Labor and employment roundup

  • Obama wants Hill to force paid leave on employers. What, his rule-by-decree powers didn’t stretch that far? [RCP, USA Today] Department of Labor, using funds taxed from supporters and opponents alike, happy to act as frank advocate for legislation [its blog]
  • Employers brace for salaried-overtime mandate, wrought by unilateral Obama decree [KSL, earlier at Cato]
  • Related: “Employers To Face More Litigation In 2015 As Plaintiff Lawyers Swoop In” [Daniel Fisher on Gerald Maatman/Seyfarth Shaw report] Here come more NLRB decisions too [Tim Devaney, The Hill]
  • Krugman on minimum wage: two economists in one! [Donald Boudreaux, Cafe Hayek via Coyote, @Mike_Saltsman (“Min wage in France is closer to $12/hr US. But Krugman still being inconsistent bc he’s also backed $15 US minimum”)]
  • Five pro-de Blasio unions — SEIU/1199, teachers, hotel workers, doormen/building staff, CWA District 1 — help enforce NYC mayor’s agenda [NYDN]
  • Testimony: “worst-kept secret” in Philly ironworkers’ union was that you could get ahead through violent “night work” [Philadelphia Inquirer; earlier on Quaker meetinghouse arson here and here, related here]
  • Loads of new compliance burdens: “Changes in California Employment Law for 2015″ [Baker Hostetler] And it wouldn’t be California without many more employer mandates pending in legislature [Steven Greenhut]

NYPD’s tactic: strike while still getting paid

When police begin to behave as an armed force unaccountable to civilian authority, it presents something of a moment of truth for many conservatives and Republicans who must decide which comes first for them, being pro-police or pro-rule-of-law.

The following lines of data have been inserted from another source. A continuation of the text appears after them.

PR #936, opened 2016-07-13
implement :GoSameIds

fatih:
Carried https://github.com/fatih/vim-go/pull/933 over to here with additional improvements and fixes.

### DIFF
--- a/doc/vim-go.txt
+++ b/doc/vim-go.txt
@@ -558,6 +558,11 @@ CTRL-t
     Highlights all identifiers that are equivalent to the identifier under the
     cursor.
 
+                                                          *:GoSameIdsClear*
+:GoSameIdsClear
+
+    Clears all SameIds highlights from a |:GoSameIds| call.
+
                                                               *:GoMetaLinter*
 :GoMetaLinter [path]
 
@@ -927,16 +932,16 @@ with |:GoPlay|. By default it's enabled. >
 Use this option to show the type info (|:GoInfo|) for the word under the cursor
 automatically. Whenever the cursor changes the type info will be updated.
 By default it's disabled.
-
+>
   let g:go_auto_type_info = 0
-
+<
                                                       *'g:go_auto_sameids'*
 
-use this option to highlight all uses of the identifier under the cursor
-(:GoSameIds) automatically. By defult it's disabled.
-
+Use this option to highlight all uses of the identifier under the cursor
+(:GoSameIds) automatically. By default it's disabled.
+>
   let g:go_auto_sameids = 0
-
+<
                                                       *'g:go_jump_to_error'*
 
 Use this option to enable/disable passing the bang attribute to the mappings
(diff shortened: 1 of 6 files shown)


fatih:
@bhcleek I've carried your changes over here with the fixes and improvements I made. Thanks for all this again, I'm still testing it and think to merge it after the GopherCon workshop as I believe this should be thoroughly tested for edge cases.

doc/vim-go.txt
```diff
@@ -927,16 +927,21 @@ with |:GoPlay|. By default it's enabled. >
...
-use this option to highlight all uses of the identifier under the cursor
-(:GoSameIds) automatically. By defult it's disabled.
-
+Use this option to highlight all uses of the identifier under the cursor
+(:GoSameIds) automatically. Please set |updatetime| by adding it to your vimrc
+to a value that is suitable for you. Example:
+>
+  set updatetime=100
+<
+By defult it's disabled.
```
bhcleek: defult -> default

bhcleek:
I don't think you need to use CursorHold. The docs for CursorMoved say "don't do anything that is slow", which is different than "it's an expensive operation". FWIW, I talked to Alan Donovan, and he confirmed that `guru what` is going to be very fast (a few milliseconds). Coupled with his input and actual use, I chose to use CursorMoved over CursorHold intentionally. In my testing it was definitely very performant; I didn't perceive any lag when navigating through some large files. And there are valid reasons that someone may not want vim-go to mess with their updatetime value.

fatih:
@bhcleek try to create a variable called `foooooooooooo` and then start from `f` till the end by moving your cursor. You'll see that there is lag and slowness with `CursorMoved`, whereas there is none with `CursorHold` as it doesn't count movements as you don't need to calculate the sameID query while you're moving.

I'm still using and testing it. Usually it takes time until I merge stuff like this. It's good because you'll find edge cases and fix them.

bhcleek:
Yeah, I do see some lag there. Here's another alternative solution that you may want to consider: http://vim.wikia.com/wiki/Prevent_frequent_commands_from_slowing_things_down.

I'm totally onboard with taking the time to make sure it's tested and the edge cases are properly worked out. Please let me know if you need me to do anything else; I'm happy to help polish this up.

bhcleek:
FWIW, the reason I'd like to find a solution that uses CursorMoved instead of CursorHold, is because I really like the highlighting as I'm moving through the file instead of having to wait for a pause after movement.

bhcleek:
I've been playing with this some more, and I don't see any lag when using CursorMoved, even when editing a large file that has unsaved changes. Could the lag you're seeing be resolved by moving `call go#guru#ClearSameIds` to after `call go#guru#What` instead of before?

fatih:
@bhcleek I've moved back to `CursorMoved`, but also added explicit highlighting. Thanks again for your work.

bhcleek:
Thanks @fatih, and thank you for helping to polish this up.

I enjoyed meeting you at GopherCon. Sorry I couldn't make your session on the hack day.

fatih:
You're welcome @bhcleek, me as well! 

I've mentioned you in the session as well and gave you a shoot out to your name :) I hope people remember you. And thanks again for your work, much appreciated.

bhcleek:
+1

Issue #1412, opened 2017-08-16
Running GoTest with g:go_term_enabled and splitright puts editor into insert mode


mightyguava:
### Behavior

When running `:GoTest` or other terminal-enabled commands, I expect a split pane to open and enter "insert" mode, so that I can press `q` to exit the terminal.

Instead, I observe that the split pane opens, but the editor pane that my code is in enters insert mode instead, and I have to exit insert mode, go to the terminal pane, and then press `:q` to close it.

### Steps to reproduce:

Run `:GoTest` in a Go file.

### Configuration

vimrc
```vim
call plug#begin('~/.vim/plugged')
Plug 'fatih/vim-go'
call plug#end()

set splitright
let g:go_term_enabled = 1
```

* vim version: NVIM v0.2.0
* vim-go version: `525fe8af97433c4a661de9548be5ed1c15451a0c`
* go version: `1.8.3 darwin/amd64`

mocheryl:
I'm having the same issue. This appeared due to changes in commit 4fda5960187dc038a35231b25da80a1008b25116 and consequentially 79152447b34bba8c8bb39d95fd279bae1f951326. By reverting them, I get back the expected behaviour.

Also by reverting I could still not replicate the problem the first commit solved. The current working directory always stays the same. Using neovim v0.2.2

fatih:
I had something similiar back then, but it would put me inside insert mode. The following (didn't tested) should get you out of insert mode:

```
autocmd BufWinEnter,WinEnter term://* stopinsert
```

I think you could easily do anything else instead of calling stopinsert, such as calling `feedkeys()` or calling `:q`, etc.. Can you please try it and let us know ?

mocheryl:
Maybe I wasn't clear enough in my previous comment, because there is a bit of a misunderstanding here.

The issue is not in not exiting insert mode after running a Go command (in this case `:GoTest`). That has been resolved some time after the initial comment of this issue (second commit mentioned in my previous comment). It's the whole user experience when dealing with the terminal. When opened, it used to automatically switch control to it and enter terminal (insert) mode so that you can issue commands to it (in this case hitting `q` to exit, close and restore control back to the original window) just as it was originally intended.

[...]

PR #1703, opened 2018-03-04
Some improvements for :GoRun

hiberabyss:
1. Now will close previous `:GoRun` window when run more than one time;
2. Fix bug when there is error after running `:GoRun`.

Bug Reproduce:
1. Create directory `/tmp/gotest`
2. Create file `/tmp/gotest/test.go` with following content:

```
package main

import "fmt"

func main() {
	abc
	greating := "hello, world!"
	fmt.Printf(greating)
}
```
3.  Run `cd /tmp/gotest && nvim test.go`;
4. Run `:GoRun`;

Following result will occur:
image

The root cause is that ` s:on_exit` close wrong window, since window is switched in `go#term#newmode`.

Thanks!

### DIFF
--- a/autoload/go/term.vim
+++ b/autoload/go/term.vim
@@ -18,6 +18,11 @@ function! go#term#newmode(bang, cmd, mode) abort
     let mode = g:go_term_mode
   endif
 
+  if exists("b:goterm_buf_id") && bufloaded(b:goterm_buf_id)
+    execute("bd! " . b:goterm_buf_id)
+    unlet b:goterm_buf_id
+  endif
+
   " execute go build in the files directory
   let l:winnr = winnr()
   let cd = exists('*haslocaldir') && haslocaldir() ? 'lcd ' : 'cd '
@@ -70,7 +75,9 @@ function! go#term#newmode(bang, cmd, mode) abort
   stopinsert
 
   if l:winnr !=# winnr()
+    let l:bufid = bufnr('%')
     exe l:winnr . "wincmd w"
+    let b:goterm_buf_id = l:bufid
   endif
 
   return id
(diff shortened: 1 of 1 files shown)


hiberabyss:
Hi,

Is there any suggestion for this PR?
Thanks!

hiberabyss:
Hi @bhcleek ,

1. Need to `cd` into the directory which contain the go file with error. This condition was missed in my previous bug reproduce description, I have updated it now.
2. The bug could also be reproduced with the latest `vim-go` master branch (d2b0a234).
3. My `g:go_term_mode` setting is `botright split`.
4. My neovim version is `v0.2.3-835-g739fb93a9`. Different neovim version should have no compact.

Thanks!

bhcleek:
With `g:go_term_mode` set to one of the options that starts with `botright` or `rightbelow`, I get a new location list every time `:GoRun` is executed. When `g:go_term_mode` is set to one of the options that starts with `leftabove` or `topleft`, I don't see any problems. I've documented what I discovered in #1720.

Interestingly, I can only get the terminal window that shown in your screenshot if I comment out https://github.com/fatih/vim-go/blob/master/autoload/go/term.vim#L118.

While I agree there is _a_ bug, I'm unable to duplicate the bug you're describing.

bhcleek:
@hiberabyss Can you give #1721 a run and see if it resolves the issue you're seeing? I think the source of the bug you're seeing is a race condition that #1721 should resolve.

hiberabyss:
Hi @bhcleek ,

#1721 has resolved the issue, thanks for your great work!

Currently, when `:GoRun` N times, there will be N new windows. I expect there will be only one running window even when run `:GoRun`  N times. Could this also be improved?

image

Thanks!

bhcleek:
I'm going to look at improving that experience when I do #1412 after #1721 is merged

PR #1705, opened 2018-03-05
Add build tags to many commands

### LINKED ISSUE #1464: Working in project that uses build tags
### Behavior

When working in files that have build tags, not much works. There is the command `:GoBuildTags` but it isn't pervasive. It would be nice if when you set that completion, go-to's, etc worked. This also applies to test files as well. If I set the build tag and run `:GoTestFunc` it would be nice for those to be applied rather than having to write `:GoTestFunc -tags <tag>` every time.

### Steps to reproduce:

1) Create two files, one guarded by a build tag `foo` and a main.go
2) Define a struct in the build tag version
3) Set `:GoBuilldTag foo`
4) Try using the struct in the main.go, autocomplete, goto, etc won't work.

### Configuration

* `vimrc`: Don't think it will be necessary to repro
* vim version: nvim v0.2.0
* vim-go version: Latest
* go version: 1.9.0

Carpetsmoker:
Fixes #1464

### DIFF
--- a/autoload/go/config.vim
+++ b/autoload/go/config.vim
@@ -15,10 +15,8 @@ function! go#config#BuildTags() abort
 endfunction
 
 function! go#config#SetBuildTags(value) abort
-  if a:value == ""
-    if exists('g:go_build_tags')
-      unlet g:go_build_tags
-    endif
+  if a:value is ''
+    silent! unlet g:go_build_tags
     return
   endif
 
--- a/CHANGELOG.md
+++ b/CHANGELOG.md
@@ -8,6 +8,9 @@ FEATURES:
 
 IMPROVEMENTS:
 
+* Add build tags (with `g:go_build_tags`) to all commands that support it.
+  [[GH-1705]](https://github.com/fatih/vim-go/pull/1705)
+
 BUG FIXES:
 
 * Update the correct window's location list after a long running async job
--- a/autoload/go/cmd.vim
+++ b/autoload/go/cmd.vim
@@ -14,8 +14,8 @@ function! go#cmd#Build(bang, ...) abort
   " placeholder with the current folder (indicated with '.'). We also pass -i
   " that tries to install the dependencies, this has the side effect that it
   " caches the build results, so every other build is faster.
-  let args =
-        \ ["build"] +
+  let l:args =
+        \ ['build', '-tags', go#config#BuildTags()] +
         \ map(copy(a:000), "expand(v:val)") +
         \ [".", "errors"]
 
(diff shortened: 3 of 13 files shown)


fatih:
We should keep `:GoBuildTags`. :GoBuildTags is dynamic, and sometimes it's handy to have it. `go_build_tags` on the other hand is permanent, for people who always work on files that have it stick in their files.

Carpetsmoker:
> :GoBuildTags is dynamic, and sometimes it's handy to have it. go_build_tags on the other hand is permanent, for people who always work on files that have it stick in their files.

What do you mean with "dynamic" and "permanent" in this context? All `:GoBuildTags` does is set `go_build_tags`, so it behaves the same?

fatih:
Yeah I know that it sets it, but it's get resets when you restart vim. Hence the word dynamic. Of course it's not the best solution, because you override the prior value which was set via `go_build_tags`. The better solution would be to not override `go_build_tags` , but not sure if that is worth the complexity.  But the command is really handy, sometimes you see a new file that has a build tag and you want to change it quickly. I think we should have it, but maybe we should change how it behaves. Dunno.

bhcleek:
FWIW, I agree with @fatih; I use `:GoBuildTags` frequently. As a general guideline, anytime we expect users to be able to change a config value during a session, I'm in favor of providing a convenience function to set it.

Carpetsmoker:
Okay, fair enough. I added `:GoBuildTags` back. clarified the documentation, and rebased on mater after the config changes. Should be good to merge now.

Also fixes :GoBuildTags "" to clear the tags. Looks like this didn't work anymore (probably regression from Billy's config PR? Didn't investigate too deeply).

autoload/go/config.vim
```diff
@@ -15,10 +15,8 @@ function! go#config#BuildTags() abort
 endfunction
 
 function! go#config#SetBuildTags(value) abort
-  if a:value == ""
-    if exists('g:go_build_tags')
-      unlet g:go_build_tags
-    endif
+  if a:value is '' || a:value is '""' || a:value is "''"
```
bhcleek: The conversion from `''` and `""` to the empty string should happen in `go#cmd#BuildTags`. I'll submit a separate PR to do that so it's resolved separately...

Carpetsmoker: Alright, I merged your PR and rebased on master.

bhcleek:
assuming builds pass, lgtm

jdef:
My project doesn't use tags and I'm running golang 1.10. When I updated vim-go to `master` the `:GoCoverage` command complained that `tags` may only be specified once. When I rolled back `vim-go` to the commit just prior to his one, `:GoCoverage` worked again.

PR #1707, opened 2018-03-05
Use signs to keep track of breakpoints

### LINKED ISSUE #1688: Breakpoints are kept on the same line when lines are added removed
This causes issues after running `:GoDebugRestart`, as it will now be on an unexpected line.

Carpetsmoker:
Fixes #1688

Signs already get updated correct when adding/removing lines, so use
information from `:sign place` instead of keeping track of our own list
of breakpoints. This also makes sure that what the user sees always
matches with that Vim/Delve thinks should happen.

TODO: needs some more testing. I saw an error or two I didn't have
before.

### DIFF
--- a/autoload/go/debug.vim
+++ b/autoload/go/debug.vim
@@ -16,7 +16,6 @@ if !exists('s:state')
   let s:state = {
       \ 'rpcid': 1,
       \ 'running': 0,
-      \ 'breakpoint': {},
       \ 'currentThread': {},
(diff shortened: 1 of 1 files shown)


fatih:
Another ping :)

Carpetsmoker:
I'm not going to continue working on this; I worked on the debugger initially because I thought it would be useful, but found that it's, well, not.

PR #1711, opened 2018-03-07
Adds vim-plug post-update hook to documentation

tutabeier:
I use `vim-plug` to manage my Vim plugins and I think we can include the post-update hook to the docs.


Carpetsmoker:
Will this get run on *install* or on every *update*? If it's the latter, then you will probably want to run `:GoUpdateBinaries` instead.

PR #1712, opened 2018-03-08
Consolidate configs

bhcleek:
Consolidate (nearly) all the config values into `autoload/go/config.vim`. The value of doing this is:
* Defaults don't have to be repeated in multiple places(e.g. avoid proliferation of `get(g:, "go_build_tags", "")`)
* Makes it easier to change default values (related to ☝️ ).
* There's a consistent pattern of using getters and setters instead of trying to apply a heuristic to determine when a configuration value should be given a getter and setter and then trying to monitor to make sure that value is always accessed via the getter and setter.

All getter and setter functions are in a new file, `autoload/go/config.vim`. All of the getters are named by stripping off the `g:go_` prefix, and then applying the conventional rules for converting snake case to PascalCase. This simple transformation, if we continue to follow the pattern it establishes, will make it easy on contributors to always know what the getter for a particular configuration value is named. Setters are named similarly, but are prefixed with `Set`.

I considered putting the getter and setter functions closer to where they're often used, but trying to do so would leave some unanswerable questions about what the getters for some values should be named.

This also sets us up to start preferring buffer, window, and tab local values over global values so that users can have fine grained control of the workspaces within a single session of Vim.

I did each of these in individual commits to make reviewing easier. I can squash it after reviews are complete if that's desirable.

### DIFF
--- a/autoload/go/cmd.vim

Turning its back on elected and appointed civilian authority, New York’s paid constabulary has unilaterally reduced its writing of traffic tickets and minor summonses by 94 percent [New York Post] The job action hits New York City government in the pocketbook by stopping the lucrative flow of tickets, a tactic that has also been observed in other cities’ police labor disputes [Glenn Reynolds] It comes at a time when the Patrolmen’s Benevolent Association is angling for higher pay from the city [NYDN on an earlier stage in the tensions], and, even more remarkably, when unions have been pushing a bill that would further insulate cops accused of wrongdoing from city disciplinary authority [E.J. McMahon, New York Post] “It amounts to a public act of extortion by the police,” contends the New York Times in an editorial [via Scott Greenfield, who also comments].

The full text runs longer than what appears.